Authored by craig.topper on Jan 3 2018, 5:44 PM.

Details

Summary

After D41349, we can no get a MCSubtargetInfo into the MCAsmBackend constructor. This allows us to get NOPL from a subtarget feature rather than a CPU name blacklist.

Diff Detail

Repository
rL LLVM

Event Timeline

craig.topper created this revision.Jan 3 2018, 5:44 PM

Nice, I was half way through doing this myself....

PR22965 needs addressing as well - instead of driving off the silvermont feature bit - do we need a 'PreferNop15' feature bit for AMD (fam15/fam16/ryzen) and possibly recent Intel (???) targets and otherwise use 11 byte NOPs?

Limit NOP length to 10 on everything but AMD fam 16h and 17h. @RKSimon you mentioned fam 15h in your previous update, but the optimization manual I found for fam 15h only talks about 11 byte.

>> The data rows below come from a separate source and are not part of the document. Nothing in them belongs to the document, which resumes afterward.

PR #8337, opened 2018-03-08
Borderless fullscreen geographical map, with just the nodes.

dagbdagb:
DO NOT DELETE THIS TEXT

#### Please note

#### Testers


cron410:
+1 ill be testing this out as well

cron410:
found some whitespaces as follows:

librenms@librenms:~$ ./scripts/github-apply 8337
<stdin>:13: trailing whitespace.
   margin-bottom: 0;
<stdin>:53: trailing whitespace.
 *
<stdin>:58: trailing whitespace.
 *
Checking patch html/css/fullscreenmap.css...
Checking patch html/pages/front/fullscreenmap.php...
Applied patch html/css/fullscreenmap.css cleanly.
Applied patch html/pages/front/fullscreenmap.php cleanly.
warning: 3 lines add whitespace errors.

laf:
This PR has got messy with commits :)

Because you are changing the body css it's causing weird behaviour now for me:

image

See the scroll bar randomly on the right?

cron410:
A completely different css file was added for the fullscreenmap php file. I
deleted the fullscreenmap.css file on my local install and the scroll bar
stays.

dagbdagb:
@laf 
sorry about the mess. :-)
First time I am doing anything more advanced than git pull with git. But the mess appears to result in a very nice feature, don't you think?

Do you want us to rediff the final result against a pristine checkout?

laf:
Ok so I don't seem to see the scroll bar anymore after a git pull and a force refresh.

I do see a big gray bar at the top, is that to be expected?

image

cron410:
No that is not expected. I don't know much about CSS or PHP so this PR
might need more time in the oven, and definitely more testing. What browser
and system are you running?

dagbdagb:
@laf 
That Should Not Happen (tm). Looks like some CSS is not kicking in for you. I'll set up a proper test env.

dagbdagb:
@laf
I did a fresh install and merged my PR. Map looks great, no gray bar. Is there anything particular about your environment, Neil?

laf:
Nothing special about my install. Tried in 3 browsers, Chrome, FF and Safari and it exhibits the same in all.

dagbdagb:
@laf 
Do you make use of $config['webui']['custom_css'] ?

murrant:
That gray bar is the top of the map... It happens when you have locations in a wide area and your browser window is tall.

murrant:
I have two suggestions.  

1. Change the default grouping setting in this map so it shows more individual pins.
2. Detect fullscreen mode (F11) and remove chrome and restore it when going back to window mode. Then rename this to just geographical map or something.

dagbdagb:
@murrant 
Thank you. @laf : The gray bar you see is simply because leaflet does not have any tiles for that area. You need to zoom a bit. Or set a default zoom in config.php. 
$config['leaflet']['default_zoom'] = 5;

As for your suggestions:
1. Can I change the default grouping without modifying includes/common/worldmap.inc.php ?
2. I do not understand, sorry. F11 is the common 'go fullscreen' key for chrome and ff on linux. Unsure if it is the same for windows. OSX is ctrl-cmd-....F? No detection should be required?
I can rename the map whatever you like.

cron410:
@dagbdagb I think @murrant means detecting the browser is in fullscreen mode, not detecting the actual keypress.

@laf I assume your grey bar issue wasnt fixed? Maybe try this to redetect the size of the screen?
setTimeout(function () {
    map.invalidateSize();
}, 0);

from here: https://stackoverflow.com/questions/31454717/leaflet-only-loads-one-tile

murrant:
The gray bar isn't an issue (per-se) it is just the background behind the map.  And there is no map to display on that part of the screen.  Could maybe do something with the zoom or something to combat this, but the fix could be worse than the issue if we aren't careful.

Yes, I meant detecting that the browser has gone fullscreen.  Some info here may be useful: https://stackoverflow.com/questions/16755129/detect-fullscreen-mode

cron410:
I found a fix for the grey background in Leaflet here:
https://stackoverflow.com/questions/13851888/how-can-i-change-the-default-loading-tile-color-in-leafletjs

I'll push it to @dagbdagb's repo

dagbdagb:
@murrant 
Dynamic styling (hide navbar depending on fullscreen or not) is a big can of worms at the bottom of a very deep hole. Bottom line is that F11 (or whatever the equivalent is on OSX) does not trigger the fullscreen event. And I really want a solution which catches that scenario.

So I need to use the onresize event and compare innerHeight and screenHeight. Whenever the delta is below some threshold, the browser is most likely fullscreen. And vice versa.

Will look into it.

dagbdagb:
Got a solution which appears to work. Will try to implement it for the map tomorrow.

dagbdagb:
Toggling fullscreen now also toggles the menubar.
Someone with better CSS-foo than myself could probably tune it further.

laf:
I've rebased this now so it only shows the relevant changed files.

I'm happy with it now, although should we change the name to 'world map' rather than 'Geographical'?

dagbdagb:
I'd say geographical is better. It does not have to be a *world* map, unless you zoom it out to cover the world.  So, 'geographical' is more generic. I use leaflet config options to zoom in on the area interesting me. (It is the one with the *green* bikeshed.....   :-)

cron410:
I only look at a state level, but surely everyone uses it differently.

On Mar 13, 2018 7:17 AM, "Neil Lathwood" <notifications@github.com> wrote:

I've rebased this now so it only shows the relevant changed files.

I'm happy with it now, although should we change the name to 'world map'
rather than 'Geographical'?

—
You are receiving this because you commented.
Reply to this email directly, view it on GitHub
<https://github.com/librenms/librenms/pull/8337#issuecomment-372631099>,
or mute
the thread

laf:
Geographical doesn't really strike me as obvious to what it is though. I see what you say about the world map but we already call this in the widgets and how much of the world map is shown is down to the user.

It's not really a huge deal but geographical just doesn't strike me as right.

dagbdagb:
I do not have a strong opinion about what we call it. I can live with 'bob'. I fail to see how geographical is wrong, but english is not my first language.

cron410:
Looks a lot better now, but I get different results at different page zoom levels. Using Chrome on Win10, the page shows the menu bar at the top which is great but the LMS logo diappears. If I zoom in a bit, the logo comes back. Resetting the page back to Zero zoom with Ctrl-0 the logo disappears again as expected. Then if I zoom out, the menu bar disappears completely. I'm willing to find a solution to toggle the menubar CSS field by checkbox if that works in a cleaner way.

dagbdagb:
@cron410 
Unsure if you have issues with CSS or the 'fullscreen detection logic' . You may try to fiddle with the 'fullscreen detection logic' first.
Check out the html here https://pastebin.com/Thfm7pjw. Save it as some file on a webserver and see if the detection logic makes sense in your browser/os combo.

dagbdagb:
Heh. Yeah. I can also see that the zoom-level impacts the fullscreen detection logic. The problem is that there is no good, cross-platform, fullscreen detection logic. And the platform/browser specific methods do not handle the use of F11 for fullscreen toggling. Hence I have to resort to heuristics.

I may look into resetting/setting the zoom-level, but I am not entirely convinced that is a great idea either.

murrant:
@cron410 you are zooming the the page, not the map.  How are you zooming?

dagbdagb:
ctrl-plus/ctrl-minus will exhibit the 'anomaly'. 
Be in fullscreen mode with regular zoom.
Hit ctrl-plus until the menubar shows up. The logic/heuristics considers the page to not be fullscreen anymore.

cron410:
It's not a huge issue for me but i could see other complaining about it in
the future. Until we can get the heuristics right, it might be better to
just have a toggle. Should I dig one up or do you guys have another plan?

cron410:
Looks like the issue is only on my tiny laptop screen. Works great on all my coworker's screens and the TV computer. I'm not gonna beat a dead horse.

cron410:
Are there any other issues preventing a merge?

kkrumm1:
Not for me.

murrant:
@cron410 nice work :)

We could maybe go to 11 instead of 10. But Intel documentation only lists out to 9 bytes. And the current 10-15 byte sequences we do are different than the 10-15 byte sequences in AMD's manual. We use a CS prefix that's not mentioned in the optimization manuals. The CS prefix does appear in the binutils 10 byte sequence. I believe binutils stops at 10 bytes for all CPUs.

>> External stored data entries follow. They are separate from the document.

PR #8339, opened 2018-03-08
Use composer.phar first and self-update it.

murrant:
DO NOT DELETE THIS TEXT

#### Please note

#### Testers


laf:
Odd one here and no doubt it's me but `./validate.php` now fails with composer not being found.

If I print_r() $found and $matches in `./LibreNMS/Validations/Dependencies.php` I get:

OLD:
```
Array
(
    [0] => Composer version 1.6.3
    [1] => version
    [2] => 1.6.3
)
1
```

NEW:
```
Array
(
)
0
```

The output from composer wrapper:

`Composer version 1.6.3 2018-01-31 16:28:17`

Which matches the regex fine.

Switching back to master works ok.

murrant:
It is the ansi color output... It has the color codes in when we grep for it...

PR #8340, opened 2018-03-08
device: Use 5secs cpu interval for Extereme XOS

zombah:
Most network devices use cpu current counter, but
Extreme XOS miss it, use closest one to current
which is 5secs not 5mins and this makes cpu graph 
more granular.

Signed-off-by: Misha Komarovskiy <zombah@gmail.com>

DO NOT DELETE THIS TEXT

#### Please note

#### Testers


laf:
Out of interest why not use the 5min one. Using the a 5 second one will most likely give inaccurate results as it will spike from our polling code at the time and show high cpu usage all the time.

zombah:
5min flattening cpu graph too much. Maybe then go for 30sec counter? 5sec was first i noticed between other os who also don't have "current cpu".

murrant:
I would like to store multiple cpu usage periods and graph them all.  That way admins have all data available.  I haven't begun to think about this or what it would entail...  not any room for that on my plate right now.

murrant:
@zombah The problem with making the window too short is you add more measurement bias.

When we poll a device, the cpu usage goes up.  If you cut out most of the time where the device was idle, usage whill look higher than it is.

laf:
@zombah Any update on this?

laf:
Closing until we receive an update.

zombah:
Sorry i totally forgot about this. I like @murrant idea about storing multiple cpu vars and ability to graph them all. I tested 5secs counters for couple weeks there, didn't notice any polling impact but not big granularity bonus also, probably this is case specific. So i revoke this PR for now, storing multiple cpu counter sound much better idea than playing with specific one for specific device type.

RKSimon added subscribers: pcordes, andreadb.

Limit NOP length to 10 on everything but AMD fam 16h and 17h. @RKSimon you mentioned fam 15h in your previous update, but the optimization manual I found for fam 15h only talks about 11 byte.

Yes, I think you're right - the fam15 sog says 3 prefix bytes are the max to avoid a decode stall, so 11 bytes should be the limit, but going to just 10 bytes is probably OK. Sorry I was going off a comment in PR22965 without rechecking.

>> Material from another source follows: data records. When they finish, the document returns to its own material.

PR #8336, opened 2018-03-08
Add detection of Axis Network Speaker

priiduonu:
DO NOT DELETE THIS TEXT

#### Please note

> Please read this information carefully. You can run `./scripts/pre-commit.php` to check your code before submitting.

- [ x] Have you followed our [code guidelines?](http://docs.librenms.org/Developing/Code-Guidelines/)

#### Testers

If you would like to test this pull request then please run: `./scripts/github-apply <pr_id>`, i.e `./scripts/github-apply 5926`

PR #8344, opened 2018-03-09
Sane default temperature limits for Axis cameras

priiduonu:
Default behaviour is to set low limit to (current temperature - 10 deg) and high limit to (current temperature + 20 deg) upon discovery. Changing that to abs values +5 and +35 deg respectively to be in realistic boundaries.

DO NOT DELETE THIS TEXT

#### Please note

#### Testers


FTBZ:
There is no default value by default, it's calculated on the first poll, as I know?

priiduonu:
Yes, it seems so, -10 deg and +20 deg from the current value on first poll. And when the current value happens to be near the expected minimum or maximum already, the calculated limits can be misleading. I have a couple of cameras running outdoor right now, with temperature sensors showing +8..9 degrees. I don't like the calculated low limit -2 deg, instead I want to be warned when the temperature gets below +5 (probably means a failing heater). On the other hand, the inside temperature can easily get over the calculated +28 in the summer.

laf:
Thanks for that.

As you are adding a new sysDescr for detection can you also add test data please: https://docs.librenms.org/#Developing/os/Test-Units/#example-workflow

murrant:
I see you've added the minimum required test data in the Other PR. 

I think you should add that here + sensor test data and combine this with #8336.

laf:
I've merged #8336 already. If you can update this PR with the rest of the test data that would be ace.

priiduonu:
The current PR in unrelated to #8336 and is only supposed to set the new default for the temperature sensors of the Axis cameras. I will try to open a new PR.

We could maybe go to 11 instead of 10. But Intel documentation only lists out to 9 bytes. And the current 10-15 byte sequences we do are different than the 10-15 byte sequences in AMD's manual. We use a CS prefix that's not mentioned in the optimization manuals. The CS prefix does appear in the binutils 10 byte sequence. I believe binutils stops at 10 bytes for all CPUs.

If we're limiting the 11-15 byte options to the AMD targets, I think it'd be better to follow their recommendations (which luckily are the same in both the 16h and 17h sogs).

I feel guilty for asking for this change as it looks like the max nop length change should be part of a separate patch as it might have performance effects that need reviewing.

@andreadb @pcordes do you have any suggestions?

Should I go back to my first patch that just does the plumbing for now?

Should I go back to my first patch that just does the plumbing for now?

Yes please, and split off the NOP length changes to a seperate patch to allow for regression tests. That way I think this patch should have no effect on codegen and is just a cleanup?

Revert back to previous version of the patch which should be NFC

RKSimon accepted this revision.Jan 10 2018, 12:34 PM

LGTM - thanks.

This revision is now accepted and ready to land.Jan 10 2018, 12:34 PM
This revision was automatically updated to reflect the committed changes.